Periodic Reporting for period 2 - NATURAL (Natural Program Repair)
Período documentado: 2022-08-01 hasta 2024-01-31
Initial successes in automatic bug fixing are based on scenarios such as the following: when a bug is localized, patches are generated repetitively and automatically, through trial and error, until a valid patch is produced. The produced patch could then be later revised by developers. While the reported achievements are certainly worthwhile, they do not address what we believe is a more comprehensive challenge of software engineering: to systematically fix features of a software system based on end-user requirements.
The ambition of the NATURAL project is to develop a methodology for yielding an intelligent agent that is capable of receiving a natural language description of a problem that a user faces with a software feature, and then synthesizing code to address this problem so that it meets the user’s expectations. Such a repair bot would be a trustworthy software contributor that is (i) first, targeting real bugs in production via exploiting bug reports, which remain largely under-explored, (ii) second, aligning with the conversational needs of collaborative work via generating explanations for patch suggestions, (iii) third, shifting the repair paradigm towards the design of self-improving systems via yielding novel algorithms that iteratively integrate feedback from humans.
1. Understand how code search mechanisms work and how they can help find ingredients for program repair. A result of this was compiled and published in ACM Computing Surveys.
2. Develop practical approaches for program repair using Ensemble Learning. The approach and results are published at the IEEE/ACM International Conference on Software Engineering.
3. Devise code and patch representation learning techniques for the tasks of patch generation. One strong result, CodeGrid, has been published at the International Symposium on Software Testing and Analysis
In WP1: The novelty is that we will mine bug reports beyond mere superficial token-matching, while exploring feedback mechanisms to enhance low-quality natural language-based user bug reports.

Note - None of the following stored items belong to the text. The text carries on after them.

PR #6188, opened 2019-08-10
Remove dead code

sgraf812:
This would trip up the improved pattern match checker from [!963](https://gitlab.haskell.org/ghc/ghc/merge_requests/963).

### DIFF
--- a/Cabal/Distribution/PackageDescription/PrettyPrint.hs
+++ b/Cabal/Distribution/PackageDescription/PrettyPrint.hs
@@ -126,17 +126,10 @@ ppCondTree2 v grammar = go
         thenDoc = go thenTree
 
     ppIf (CondBranch c thenTree (Just elseTree)) =
-          case (False, False) of
- --       case (isEmpty thenDoc, isEmpty elseDoc) of
-              (True,  True)  -> mempty
-              (False, True)  -> [ ppIfCondition c thenDoc ]
-              (True,  False) -> [ ppIfCondition (cNot c) elseDoc ]
-              (False, False) -> [ ppIfCondition c thenDoc
-                                , PrettySection () "else" [] elseDoc
-                                ]
-      where
-        thenDoc = go thenTree
-        elseDoc = go elseTree
+      -- See #6193
+      [ ppIfCondition c (go thenTree)
+      , PrettySection () "else" [] (go elseTree)
+      ]
 
 ppCondLibrary :: CabalSpecVersion -> Maybe (CondTree ConfVar [Dependency] Library) -> [PrettyField ()]
 ppCondLibrary _ Nothing = mempty


phadej:
I'm on the fence. The code there is in the state to have roundtrip property for code like

```cabal
if flag(some-condition)
  buildable: True
else
  buildable: False
```

which is ugly when pretty-printed as:

```cabal
if flag(some-condition)
else
  buildable: False
```

That's because `buildable: True` is no-op, and there could be other a like.

One way, is to pretty-print that as

```cabal
if !flag(some-condition)
  buildable: False
```

But that violates roundtrip property.

---

If the code is removed, then there should be an issue to think how to resolve (or not) the above.

sgraf812:
Well, I agree that you probably don't want to print empty `if` branches (IIUC), but currently it's just dead code, no? What I did was purely a refactoring. The line that actually did something has been commented out for 2 years. Unless there is some ugly templating mechanism involved in the build process that replaces the `case (True, True) of` by the line below, I don't think keeping the other branches makes sense at all.
If on the other hand that dead code makes actual sense, then we should probably think about the scrutinised expression...

phadej:
That dead code reminds me of an unsolved issue, but when it's gone there won't be anything reminding of that ugliness...

sgraf812:
Soo... When is that issue going to be resolved? Why does it mean we can't currently dead code? I want my patch to hit master within the next month, which is quite impossible when the code here stays this way. Of course, we could always attach a `{-# OPTIONS_GHC -woverlapping-patterns #-}` as a short term solution...

DanielG:
How about replacing the dead code with a comment and an issue reference which everyone remember rather than storing obscure information only in @phadej's brain?

sgraf812:
Is there any news on this, @phadej? Should I add a comment referencing this MR, expressing your plans to get back to it at some point? The deleted code is still in version control, so it's not like we could never recover it... Quite the contrary, leaving dead code seems like a code smell to me.

sgraf812:
I opened #6193 to track the issue here.

sgraf812:
I can't manually restart the failing jobs, short of force pushing with a different commit message. I don't know why the same two jobs keep running into the timeout.

sgraf812:
Could anyone merge this please? This is still holding back https://gitlab.haskell.org/ghc/ghc/merge_requests/963 to land on master... Apparently CI turned green thanks to some kind stranger restarting the failing jobs for me - thank you!

DanielG:
I would love to but you still haven't addressed the comments I gave you on IRC i.e. adding a comment with a link to the issue.

sgraf812:
Ah, I thought you meant I should link from the commit message, which I did. Fair enough.

sgraf812:
Thank you! :) What is the story for updating the GHC's Cabal submodule? Should I just submit a bump along with my MR? I suspect there will be some breakage...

We have already progressed the state of the art by devising a simple localization approach that learns to select for a given bug report the right operators for processing the bug reports before feeding it the localization pipeline.
In WP2: The novelty is that we will initiate a new direction of test suite augmentation to support bug report-driven Automatic program repair. We will build on code search to bypass the oracle problem in test generation. We have collaborated with other researchers on improving the state of the art in detecting test flakiness first (cf. PEELER @ICSME 2022). We also have demonstrated that Large language models can be leveraged to generate patches from bug reports (Poster papers accepted at IEEE/ACM International Conference on Software Engineering 2024 - To be published).

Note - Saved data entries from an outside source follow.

PR #6195, opened 2019-08-17
Fix v2-install ProgramDb confusion

DanielG:
Commit 273dacf ("Extract installLibraries and InstallExes from
installAction") makes 'getInstalledPackages' get passed the
pre-`configCompilerEx` ProgramDb which will cause pattern match failures when
the code tries to lookup ghc-pkg in the progdb.

As far as I can tell on master currently any `v2-install` invocation would fail with 

```
Distribution/Simple/GHC.hs:1967:5-56: Irrefutable pattern failed for pattern Just ghcPkgProg
```

but I only tested with `cabal v2-install --lib Cabal-3.0.0.0`.

---

### DIFF
--- a/cabal-install/Distribution/Client/CmdInstall.hs
+++ b/cabal-install/Distribution/Client/CmdInstall.hs
@@ -468,7 +468,8 @@ installAction (configFlags, configExFlags, installFlags, haddockFlags, testFlags
     hcPath   = flagToMaybe projectConfigHcPath
     hcPkg    = flagToMaybe projectConfigHcPkg
 
-    progDb =
+    -- ProgramDb with directly user specified paths
+    preProgDb =
         userSpecifyPaths (Map.toList (getMapLast packageConfigProgramPaths))
       . userSpecifyArgss (Map.toList (getMapMappend packageConfigProgramArgs))
       . modifyProgramSearchPath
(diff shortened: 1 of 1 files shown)


DanielG:
FYI this also needs a backport to the 3.0 branch if we're intending to cut a cabal-install release from that eventually.

cabal-install/Distribution/Client/CmdInstall.hs
```diff
@@ -477,7 +477,7 @@ installAction (configFlags, configExFlags, installFlags, haddockFlags, testFlags
       $ defaultProgramDb
 
   (compiler@Compiler { compilerId =
-    compilerId@(CompilerId compilerFlavor compilerVersion) }, platform, progDb') <-
+    compilerId@(CompilerId compilerFlavor compilerVersion) }, platform, progDb) <-
```
phadej: If this shadows, then it will cause `-Wall` warning, won't it?

```
Distribution/Client/CmdInstall.hs:480:73: warning: [-Wname-shadowing]
    This binding for ‘progDb’ shadows the existing binding
      bound at Distribution/Client/CmdInstall.hs:471:5
<no location info>: error: 
Failing due to -Werror.
```

I'd rename original `progDb` to e.g. `preProgDb` and adding some comments how they differ

```
-- ProgramDb with directly user specified paths
preProgDb = ...

-- progDb is a program database with compiler tools configured properly
(compiler@ ... progDb) <- ...
```

DanielG: Yeah, I wasn't sure if we have -Wall and -Werror on by default even.

Honestly I vehemently disagree with the `-Wname-shadowing` warning. In fact in my opinion because this warning discourages shadowing names in do blocks like it does was _the_ reason for this bug to even get introduced in the first place. People are just used to imperative style of doing things and especially in a do block that should just be something Haskell lets you do. I digress -- should write a GHC proposal about that instead of ranting ;)

23Skidoo:
Cherry-picked to `3.0`.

In WP3: The novelty is that we will specialize template-based automatic program repair by guiding template selection based on bug types and we will leverage the accuracy of Big Code models to further guarantee correctness. Our first contributions with BATS (@TOSEM) and Quatrain (@ASE 2022) have already progressed significantly the state of the art in correctness prediction.
In WP4: The novelty is that we will resolutely turn to building a self-learning bot that is a dynamic actor engaged in conversations with practitioners about repair attempts. We have developed representation learning models that enable to generate descriptions of patches that are more reliable than what have been presented in the literature so far. CodeGrid has demonstrated that we leveraged the spatiality of Code to learn good representations. CodeGrid was presented at ISSTA.